Memorial Day (formerly known as “Decoration Day”) was established in 1868 by Union General John A. Logan, who served for a brief time as the commander of the Federal Army of the Tennessee in 1864. It was a time to remember, praise, and memorialise the fallen boys in blue all across the States. Today (like most holidays), it has mushroomed into a secular consumer frenzy of food and indulgence.

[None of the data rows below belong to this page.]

PR #598, opened 2019-04-16
convert gentracesources to tt

stevenbrix:
This PR updates the WpfArcadeSdk to move our gentracesources.pl and gentracestrings.pl to using design time t4 generation. Instead of these files being generated into `$(IntermediateOutputPath)` they are now put under `$(WpfSourceDir)`, and are easily discoverable in the project files. 

There are a few caveats in order to get this to work:
1. We have to ensure BuildDependsOn variable that T4 targets update doesn't get overwritten. So with SDK style projects, we have to manually import the Sdk.targets and then include the T4 targets after.
2. I wanted to decouple the GenTraceSources and GenAvMessages (similar to how we had 2 separate perl scripts before). In order to do this, those targets can't include the T4 targets, since then you get MSBuild authoring errors about the same target being imported twice.

Below is an example of how WindowsBase uses these targets. PresentationFramework and PresentationCore are similar, only without the `GenTraceSources.targets` import.

```
  <Import Project="Sdk.targets" Sdk="Microsoft.NET.Sdk" />
  <Import Project="$(WpfCodeGenDir)AvTrace\GenTraceSources.targets" />
  <Import Project="$(WpfCodeGenDir)AvTrace\GenAvMessages.targets" />
  <Import Project="$(WpfCodeGenDir)DesignTimeTextTemplating.targets" />
```

There will be an internal PR that shows how these changes are consumed. The goal here is that we will continue to move more and more of our codegen scripts to T4 templates, where we should be able to use this as a starting point for completing that work.


eng/WpfArcadeSdk/tools/CodeGen/DesignTimeTextTemplating.targets
```diff
@@ -0,0 +1,98 @@
...
+      already exists and is read-only. -->
+      <Output ItemName="NonGeneratedFiles" TaskParameter="NonGeneratedFiles"/>
+
+      <!-- List of assemblies that are required to run the processed code. -->
+      <Output ItemName="T4RequiredAssemblies" TaskParameter="RequiredAssemblies"/>
+    </PreprocessTemplates>
+  </Target>
+  <!-- End workaround -->
+  <ItemGroup>
+    <T4ParameterValues Include="NewtonsoftLocation">
```
vatsan-madhavan: Are you just trying to get to the full path of `Newtonsoft.Json.dll` within the Nuget Package? 

If so, you will likely want to add a dependency to [`NewtonSoft.Json`](https://github.com/dotnet/arcade/blob/f42c6d1de75067f8c610f160006ce02187da683d/Documentation/ArcadeConventions.md), then set [`GeneratePathProperty=true`](https://github.com/NuGet/Home/issues/7851) for the corresponding `PackageReference` (which you could likely add right here). 

Nuget would generate an MSBuild property for you like `$(PkgNewtonSoft_Json)`, which will point you to the root of the package on the file-system.

eng/WpfArcadeSdk/tools/CodeGen/AvTrace/GenTraceSources.targets
```diff
@@ -0,0 +1,26 @@
+<Project>
+  <PropertyGroup>
+    <WindowsBaseAvTraceMessageFile>$(WpfSourceDir)\WindowsBase\AvTraceMessages.json</WindowsBaseAvTraceMessageFile>
```
vatsan-madhavan: Could this be an opt-in? For e.g., if a project sets `$(AvTraceMessagesFile)`, then this target picks up the value and uses it? 

Alternatively, could this fit into `GenTraceSources.props` using a pattern somewhat similar to what is in use within `ShippingProjects.props`, for e.g., like this: 

```XML
<AvTraceEnabledProjects>
  WindowsBase;
  PresentationCore;
  PresentationFramework
  </AvTraceEnabledProjects>
```

In GenTraceSources.targets, 




```XML
<AvTraceMessageFile Condition="$(AvTraceEnabledProjects.Contains('$(NormalizedMSBuildProjectName)'))>$(MSBuildProjectDirectory)AVTraceMessages.json</AvTraceMessageFile>
```

eng/WpfArcadeSdk/tools/CodeGen/AvTrace/GenTraceSources.targets
```diff
@@ -0,0 +1,26 @@
...
+    <PresentationCoreAvTraceMessageFile>$(WpfSourceDir)\PresentationCore\AvTraceMessages.json</PresentationCoreAvTraceMessageFile>
+    <PresentationFrameworkAvTraceMessageFile>$(WpfSourceDir)\PresentationFramework\AvTraceMessages.json</PresentationFrameworkAvTraceMessageFile>    
+  </PropertyGroup>
+
+  <ItemGroup>
+    <None Include="$(MSBuildThisFileDirectory)PresentationTraceSources.tt">
+      <Generator>TextTemplatingFileGenerator</Generator>
+      <LastGenOutput>PresentationTraceSources.cs</LastGenOutput>
+      <OutputFilePath>$(WpfSourceDir)\WindowsBase\Generated\</OutputFilePath>
```
vatsan-madhavan: This is a design change - instead of generating ephemeral sources into `$(IntermediateOutputPath)`, now you are generating permanent sources under `$(WpfSourceDir)`. This seems consistent with the way TT is supposed to be used. This should be called out in the change-summary in both this PR and the internal one that corresponds.

eng/WpfArcadeSdk/tools/CodeGen/AvTrace/GenTraceSources.targets
```diff
@@ -0,0 +1,26 @@
...
+    </None>
+    <None Update="PresentationTraceSources.cs">
+      <DesignTime>True</DesignTime>
+      <AutoGen>True</AutoGen>
+      <DependentUpon>$(MSBuildThisFileDirectory)PresentationTraceSources.tt</DependentUpon>
+    </None>
+  </ItemGroup>
+  <ItemGroup>
+    <T4ParameterValues Include="AvTraceMessageFiles">
+      <Value>$(WindowsBaseAvTraceMessageFile);$(PresentationCoreAvTraceMessageFile);$(PresentationFrameworkAvTraceMessageFile)</Value>
```
vatsan-madhavan: Does this target run all at once for three projects, or does this run three times, once each per project? I'm trying to understand why all three of these values have to be embedded here permanently, rather than having these picked up dynamically one at a time.

eng/WpfArcadeSdk/tools/CodeGen/DesignTimeTextTemplating.targets
```diff
@@ -0,0 +1,98 @@
...
+       doesn’t run before the Build target. -->
+  <!-- <Import Project="Sdk.targets" Sdk="Microsoft.NET.Sdk" /> -->
+  <PropertyGroup>
+    <!-- Get the Visual Studio version: -->
+    <VisualStudioVersion Condition="'$(VisualStudioVersion)' == ''">16.0</VisualStudioVersion>
+    <!-- Keep the next element all on one line: -->
+    <VSToolsPath Condition="'$(VSToolsPath)' == ''">$(MSBuildExtensionsPath32)\Microsoft\VisualStudio\v$(VisualStudioVersion)</VSToolsPath>
+    <!-- This is what will cause the templates to be transformed when the project is built (default is false) -->
+    <TransformOnBuild>true</TransformOnBuild>
+    <!-- Set to true to force overwriting of read-only output files, e.g. if they're not checked out (default is false) -->
```
vatsan-madhavan: re "_they're not checked out_"

Does this matter in Git repos?

eng/WpfArcadeSdk/tools/CodeGen/DesignTimeTextTemplating.targets
```diff
@@ -0,0 +1,98 @@
...
+    <OverwriteReadOnlyOutputFiles>true</OverwriteReadOnlyOutputFiles>
+    <!-- Set to false to transform files even if the output appears to be up-to-date (default is true)  -->
```
vatsan-madhavan: I like the choice of _TransformOutOfDateOnly=false_

eng/WpfArcadeSdk/tools/CodeGen/DesignTimeTextTemplating.targets
```diff
@@ -0,0 +1,98 @@
...
+    <TransformOutOfDateOnly>false</TransformOutOfDateOnly>
+    <NewtonsoftVersion>12.0.2-beta1</NewtonsoftVersion>
```
vatsan-madhavan: `<NewtonsoftVersion>12.0.2-beta1</NewtonsoftVersion>` should be rewritten as something like `<NewtonsoftVersion>$(NewtonsoftJsonVersion)</NewtonsoftVersion>`. where `$(NewtonsoftJsonVersion)` is defined in `eng\Version.props` because of a DARC-created dependency.

eng/WpfArcadeSdk/tools/CodeGen/DesignTimeTextTemplating.targets
```diff
@@ -0,0 +1,98 @@
...
+  </PropertyGroup>
+  <Import Project="$(VSToolsPath)\TextTemplating\Microsoft.TextTemplating.targets" />
```
vatsan-madhavan: I would imagine that  `VSToolsPath` is defined outside of VS IDE, but within msbuild (i.e., when `'$(MSBuildRuntimeType)'!='Core'`)

What happens when `'$(MSBuildRuntimeType)'=='Core'` (for e.g., when invoking build using `dotnet.exe`)? 

Today, our build is not entirely compatible with `dotnet.exe` because of C++ involvement. That said, our C# projects are, in general, compatible with building with `dotnet.exe`. For e.g. `System.Xaml`, `WindowsBase`, `PresentationBuildTasks` etc. should be buildable with `dotnet.exe` (possibly with minor fixes to props/targets) beause they do not rely on C++/CLI or pure-C++ for builds. Will this continue to be true with the inclusion of `Microsoft.TextTemplating.targets` and related MSBuild Tasks?

eng/WpfArcadeSdk/tools/CodeGen/AvTrace/GenTraceSources.targets
stevenbrix: Yeah i had tried that initially (or some variation of it), there is such a headache with ordering of targets that i decided to have the projects manually include the targets that are needed

stevenbrix: Yeah i had tried that initially (or some variation of it), there is such a headache with ordering of targets that i decided to have the projects manually include the targets that are needed

stevenbrix: but maybe i can revisit it now that i have everything working and find a way to make it work

eng/WpfArcadeSdk/tools/CodeGen/AvTrace/GenTraceSources.targets
stevenbrix: Yeah this is one of the things i especially like about this :)

eng/WpfArcadeSdk/tools/CodeGen/AvTrace/GenTraceSources.targets
stevenbrix: This target only runs once for WindowsBase (it's the only project that includes it).  The GenTraceSources worked in the past was that it built the `PresentationTraceSources` class into WindowsBase only, and not the other assemblies. This is the class, and since it's public i felt it safest to not change this aspect of the design:
https://docs.microsoft.com/en-us/dotnet/api/system.diagnostics.presentationtracesources?view=netframework-4.7.2

I agree that this wasn't ideal, but i also felt this was simple and straightforward enough to not worry about it too much. I'm open to suggestions for improving it if you see something.

eng/WpfArcadeSdk/tools/CodeGen/DesignTimeTextTemplating.targets
stevenbrix: does darc work for non-dotnet built assemblies? i had purposefully isolated this from the rest of the project because i didn't want to start introducing this into the product unnecessarily

eng/WpfArcadeSdk/tools/CodeGen/AvTrace/GenTraceSources.targets
stevenbrix: i do want to write up some documentation relating to this. i'll add some to this PR

eng/WpfArcadeSdk/tools/CodeGen/DesignTimeTextTemplating.targets
stevenbrix: I'll plead guilty that i had gotten this bit from a blog post about integrating design time tt in an sdk style project :)

I think you are right that this is probably not necessary, or at least the comment is definitely not relevant for us.

eng/WpfArcadeSdk/tools/CodeGen/DesignTimeTextTemplating.targets
stevenbrix: Yeah i'll give this a go, although looks like `dotnet` builds are broken since System.Xaml.csproj is missing.  i notice we get warnings when you build in dotnet-wpf-int about this, but turns out it breaks core builds. i'll fix this up and make sure that it works

stevenbrix: the only other thing i saw was some targets defined in `ExtendedAssemblyInfo.targets` that are incompatible when building using `dotnet.exe`. I've updated them so that they don't run in that case and the build works

eng/WpfArcadeSdk/tools/CodeGen/AvTrace/GenTraceSources.targets
stevenbrix: i'm going to leave as is, i think it's cleaner that these targets aren't magically imported. couple that with the dependency on the ordering of including the Sdk.targets from Microsoft.NET.Sdk, this will easier to maintain

eng/WpfArcadeSdk/tools/CodeGen/AvTrace/GenTraceSources.targets
vatsan-madhavan: Another option is that each project opts-in by contributing to an `<ItemGroup>` of `@(AvTraceMessageFiles)`, but only one project _runs_ the target (which, as you say, is `WindowsBase`). At the time the target runs, the accumulated set of config files in `@(AvTraceMessageFiles)` gets processed.

eng/Version.Details.xml
```diff
@@ -75,5 +75,10 @@
       <Uri>https://github.com/dotnet/corefx</Uri>
       <Sha>071e6986b2a71e29cab3df4e2dd2cdf3fe3ce574</Sha>
     </Dependency>
+    <Dependency Name="Newtonsoft.Json" Version="12.0.1">
```
vatsan-madhavan: Can we use `System.Text.Json` instead? 

https://github.com/dotnet/corefx/blob/aa9b7c2632ae07b68c109b051faf35ea38491c63/src/System.Text.Json/porting_guide/README.md

stevenbrix: i had started looking into it and tried converting over. now i don't remember why i decided it wasn't worth it. i think i looked at arcade and they use newtonsoft as well. is there a particular reason you'd prefer to use System.Text.Json?

stevenbrix: I think what i found was there is no System.Text.Json package produced, there is the Microsoft.Bcl.Json.Sources package, but it specifcally says that shouldn't be included for netcore3 projects. anyways, json.net is the de-facto json parsing library for .net and is owned by a guy who works at microsoft, so i think it's fine to use

stevenbrix: i looked at the Microsoft.Bcl.Json.Sources package, and it just contains source code. This package seems special compared to regular corefx pacakges, and i'm not sure what it's intent is. I believe it looks like the JSon parsing code gets directly compiled into your project, meaning it is most likely something we can't use here. @ahsonkhan looks to be the owner/maintainer of this and might be able to shed some more insight here.

ahsonkhan: Here's the source package guide: https://github.com/dotnet/corefx/tree/aa9b7c2632ae07b68c109b051faf35ea38491c63/src/System.Text.Json/source_package

That is primarily for libraries that multi-target or target non-netcoreapp3.0 TFMs (say netfx472, or netstandard2.0).

https://github.com/dotnet/wpf/blob/71d36bacfd89c53e240f1ae542ab1c67bcdce780/packaging/Microsoft.DotNet.Arcade.Wpf.Sdk/Microsoft.DotNet.Arcade.Wpf.Sdk.ArchNeutral.csproj#L4

It looks to me that only netcoreapp3.0 is being targeted here. The System.Text.Json library APIs are built-in as part of .NET Core 3.0. Yo shouldn't need to reference any additional package.

eng/WpfArcadeSdk/tools/CodeGen/AvTrace/PresentationTraceSources.tt
```diff
@@ -0,0 +1,54 @@
...
+{
+    /// <summary>Access point for TraceSources</summary>
+    public static partial class PresentationTraceSources
+    {
+<# 
+   foreach (var avTracMessageFile in AvTraceMessageFiles.Split(';'))
+   {
+		string fileName = this.Host.ResolvePath(avTracMessageFile);
+		string jsonText = File.ReadAllText(fileName);
+		dynamic jsonObj = JsonConvert.DeserializeObject(jsonText);
```
ahsonkhan: If all you are doing is fetching the sources property and getting it's name, and do not need the `dynamic` functionality, then the `JsonDocument` (within System.Text.Json namespace) works for your use case here.

ahsonkhan: Otherwise, if you need `dynamic`, then you would have to keep using `Newtonsoft.Json` since we don't support that functionality yet.

eng/Version.Details.xml
stevenbrix: the thing to consider here is that this is running in the msbuild process to generate code that then is compiled into our netcore3 assemblies. so we need .net fx support as well

vatsan-madhavan: `System.Text.Json` is buit-in , and we get security updates etc. for free. 

Existing code (like Arcade) using `Newtonsoft.Json` is not suprising considering `System.Text.Json` is new to the ecosystem.  New code choosing `Newtonsoft.json` over `System.Text.Json` -  esp. code that is part of netcoreapp3.0  - suggests that `System.Text.Json` may not be meeting the needs of its intended audience. Can we articulate where it fails our needs and file bugs (unless it is already covered by @ahsonkhan below)?

vatsan-madhavan: The discussion about Json parsers got me thinking about this a bit more and I realized that we haven't quite discussed the use of Json as a design-point. 

We have complicated codegen data in XML (along with XSD for validations) that I don't anticipate being converted to another format. Given we expect to retain at least some codegen driven by XML data, it might be worht consisering whether a consistent design across the board that standardizes on XML would be more maintainable in the long term. Besides,  inbox XML readers/parsers are full-featured and you woldn't have to pull in an external package .

eng/WpfArcadeSdk/tools/CodeGen/AvTrace/PresentationTraceSources.tt
stevenbrix: i don't think there is a hard requirement, in fact i didn't like that i had used it, and i'm going to remove them entirely :)

eng/Version.Details.xml
stevenbrix: Sorry, I must not be explaning how this works very clearly.

This should not be considered a netcoreapp3.0 project, the text templating engine runs inside the msbuild process, which is a .net fx process. Therefore, the `System.Text.Json` library is not available. Even if it was a .NET Core process, there is also no `System.Text.Json` package or library that we can reference like we do here with `Newtonsoft.Json`, or at least I have not found one. Please correct me if I'm wrong here, @ahsonkhan, but I have not been able to find one at all when looking at the https://dotnetfeed.blob.core.windows.net/dotnet-core/index.json feed. This is confirmed by the fact that if I try to add a reference to `System.Text.Json` to WPF like we do with every other CoreFx pacakge, `darc update-dependencies -c ".NET Core 3 Dev"` fails. **Even** if we had a package, we still can't use it because the built-in VisualStudio text templating engine doesn't support .NET Core, and so we can't load the assembly anyways.

We could switch over to using  https://github.com/mono/t4, which does support .NET Core, but at that point if the argument is that we aren't willing to use Newtonsoft because it isn't built-in, then we probably won't be willing to use https://github.com/mono/t4 for the same reason, and then we are stuck and can't really do anything.

As for using JSON over XML, converting between the two is incredibly trivial, so i don't have a real issue with moving towards XML. IMO JSON is less verbose and an overall easier/cleaner format to read, but I don't feel super strongly about it.

stevenbrix: I found https://github.com/dotnet/corefx/issues/33115 which mentions that `System.Text.Json` doesn't support JSON schemas, so if that is something we want, then we can't use it either. Although I don't think that would be a legitimate reason, I think having the .xsd is overkill for our usage since nothing is escaping the bounds of this repository.

stevenbrix: I opened this issue regarding lack of `System.Text.Json` package: https://github.com/dotnet/corefx/issues/37043

ahsonkhan: Please leverage the source package to see if it works for your needs. Aspnet is consuming it today and the guide I listed above can provide some help. Feel free to see how they are using it or ping me if you need some help.

https://github.com/aspnet/AspNetCore/search?q=Microsoft.Bcl.Json.Sources&unscoped_q=Microsoft.Bcl.Json.Sources

It should version fine with darc.

https://github.com/aspnet/AspNetCore/blob/9212f4a3df81ed28707d56e1b339f334fa48eb36/eng/Version.Details.xml#L288-L291

ahsonkhan: Regarding finding a "package", particularly on .NET Core 3.0, there isn't one because the API is **built-in**. The System.Text.Json.dll (assembly) is available in the box to automatically reference. You won't find a specific NuGet package for it since it isn't required on 3.0. Think of it like string or stream (or XmlReader). You don't go install/reference a NuGet package to get those APIs, they just exist. All you need to do is add a using directive (i.e. `System.Text.Json`).

Now, as you mentioned, if this runs on netfx (which confused me a bit since the TFM here is netcoreapp3.0), then yes, you need to reference the netstandard2.0 compatible NuGet package which contains the same API surface as what's built-in on core.

Does that help clarify things?

vatsan-madhavan: > Even if we had a package, we still can't use it because the built-in VisualStudio text templating engine doesn't support .NET Core, and so we can't load the assembly anyways.

>  yes, you need to reference the netstandard2.0 compatible NuGet package

@stevenbrix, excellent clarification! An analogous problem arises for the compilation of WPF applications themselves, which is why `Microsoft.NET.Sdk.WindowsDesktop` carries `PresentationBuildTasks.dll` for both `netcoreapp2.1` and `net472` tfm's. The former is used for `dotnet` builds and the latter for VisualStudio builds.

eng/WpfArcadeSdk/tools/CodeGen/DesignTimeTextTemplating.targets
vatsan-madhavan: Even if DARC doesn't work for dependency updates (you'll have to test and identify whether a dependency is meaningful for this package), please don't hard-code the version here unless you have a dependency on a specific version. Instead, add the version into eng\Versions.props and consume an MSBuild variable here. You just won't have a DARC dependency, but that's ok.

eng/Version.Details.xml
vatsan-madhavan: Re XSD - You are qute right in observing that XSD (or even JSON schema checks) would be an overkill for this PR. 

We have at least one codegnerator that builds the shared protocol between the UI and the render thread and also helps generate a debugger extensions, along with the render-thread commanding infrastructure.  It already uses XML + XSD and will likely be our most-significant generator (asides from the ones that are involved in the Theme assemblies).  

I'm not suggesting that we use XSD etc. everywhere. I'm suggesting that we consider XML as a standard language for codegen-data so that our codegenerators remain uniform, allow for XSD's where we think they make sense, and relieve us of the need to search for compatible parsers etc.

vatsan-madhavan: @ahsonkhan - the TFM in the project you are looking at is not related to the runtime environment where  `System.Text.Json` would be used.  The reference is supplied to the text-templating engine, and not to the project. The Text-templating engine runs in the context of either MSBuild or `dotnet`. 

What @stevenbrix  needs is the ability to reference an adaptive version of `System.Text.Json` - i.e., being able to reference `netstandard2.0` or `net4x` when invoked by MSBuild, and the ability to reference `netcoreapp2.x` or `netcoreapp3.0` when used from within `dotnet`. 

See how we do this in [`Microsoft.NET.Sdk.WindowsDesktop` ](https://github.com/dotnet/wpf/blob/b25e77aac80430a01deac92b48a90c0ab27d35f1/src/Microsoft.DotNet.Wpf/src/PresentationBuildTasks/Microsoft.WinFx.targets#L7):

```XML
    <_PresentationBuildTasksTfm Condition="'$(MSBuildRuntimeType)' == 'Core'">netcoreapp2.1</_PresentationBuildTasksTfm>
    <_PresentationBuildTasksTfm Condition="'$(MSBuildRuntimeType)' != 'Core'">net472</_PresentationBuildTasksTfm>
    <_PresentationBuildTasksAssembly Condition="'$(_PresentationBuildTasksAssembly)'==''">$(MSBuildThisFileDirectory)..\tools\$(_PresentationBuildTasksTfm)\PresentationBuildTasks.dll</_PresentationBuildTasksAssembly>

```

eng/Version.Details.xml
```diff
@@ -75,5 +75,10 @@
...
+      <Uri>https://github.com/JamesNK/Newtonsoft.Json</Uri>
```
vatsan-madhavan: There may be no real dependency arc possible from `JamesNK`

eng/Versions.props
```diff
@@ -4,6 +4,7 @@
     <VersionPrefix>4.8.0</VersionPrefix>
     <PreReleaseVersionLabel>preview5</PreReleaseVersionLabel>
     <AssemblyVersion>4.0.0.0</AssemblyVersion>
+    <NewtonsoftJsonVersion>12.0.1</NewtonsoftJsonVersion>
```
vatsan-madhavan: consider moving this to a separate section and annotating it with a comment that this is a static version. Also consider renaming as `NewtonsoftJsonVersionConstant` or some such name .

eng/Version.Details.xml
ahsonkhan: Presumably, a netstandard2.0 compatible NuGet package for `System.Text.Json` will help with that. @stevenbrix, let me know if that does not work for your use case here (once its available).

https://github.com/dotnet/corefx/issues/37126
https://github.com/dotnet/corefx/pull/37129

eng/WpfArcadeSdk/tools/CodeGen/DesignTimeTextTemplating.targets
stevenbrix: i converted to using xml

eng/Version.Details.xml
stevenbrix: So per other comments about which data format we should use (JSON or XML). I switched over to using XML so that we have a standard data format across all our code gen

eng/Versions.props
stevenbrix: newtonsoft has been removed

eng/WpfArcadeSdk/tools/CodeGen/DesignTimeTextTemplating.targets
stevenbrix: yeah i hear ya. i moved over to xml though so i'm just removing this

eng/WpfArcadeSdk/tools/CodeGen/DesignTimeTextTemplating.targets
```diff
@@ -0,0 +1,89 @@
+<Project>
+  <ItemGroup>
+    <Service Include="{508349b6-6b84-4df5-91f0-309beebad82d}" />
+  </ItemGroup>
+  <!-- Including the Microsoft.TextTemplating.targets requires us to manually import Sdk.Targets because
```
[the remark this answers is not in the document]
stevenbrix: yeah i meant to remove this entirely and just put it in the documentation

Documentation/codegen.md
```diff
@@ -0,0 +1,104 @@
+# CodeGen in the dotnet/wpf repo
+
+The following document describes how code generation in this repo works. The goal is to have all our code generation done through the use of T4 text generation. See the offical [Visual Studio T4 documentation](https://docs.microsoft.com/en-us/visualstudio/modeling/design-time-code-generation-by-using-t4-text-templates?view=vs-2019) for more information.
+
+## Design-Time vs Run-Time T4 templates
+Currently, we are evaluating the use of design-time text templates. This gives us the ability to simply add the templates and associated targets to the build, without the need of maintaining a separate tool to do run-time generation. Including the `Microsoft.TextTemplating.targets` requires us to manually import Sdk.Targets because it needs to be imported after Sdk.targets. This causes the `BuildDependsOn` variable, which is modified by the T4 targets, to be overwritten, so the `TransformAll` target doesn’t run before the Build target. The boilerplait for including design-time templates has been encapsulated in the `$(WpfCodeGenDir)DesignTimeTextTemplating.targets` file, so the pattern for enabling these in a project looks like this:
```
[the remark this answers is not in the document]
stevenbrix: Rewording to:

Including the `Microsoft.TextTemplating.targets` requires us to manually import `Sdk.Targets` because the `BuildDependsOn` variable, which is modified by the T4 targets, would otherwise be overwritten by the automatic inclusion of `Sdk.targets` when using the SDK-style project format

Was this now-common holiday one of Northern origin, or did General Logan rather steal the idea from others? The answer is that, like most “American” articles, the day was of Southern stock. Historians the Union over recognise Dixie as being the true place of origin for Decoration Day. The top contender for the title of founder is Columbus, Mississippi, but another Columbus has recently contested this:
That’s the thesis of a 2014 book “The Genesis of the Memorial Day Holiday in America” by Daniel A. Bellware and Richard Gardiner. They trace it back to a woman named Mary Anne Williams in another city named Columbus — Columbus, Ga. In March of 1866, she sent an open letter to newspapers, saying that women in her area had been cleaning and decorating the graves of “our gallant confederate dead,” but that they thought “it is an unfinished work unless a day be set apart annually for its especial attention.”
Memorial Day arose out of Northern ire that the South celebrated its war-dead while the North did not. Let us remember these origins, and celebrate above all our own kin who have died in such terrible struggles.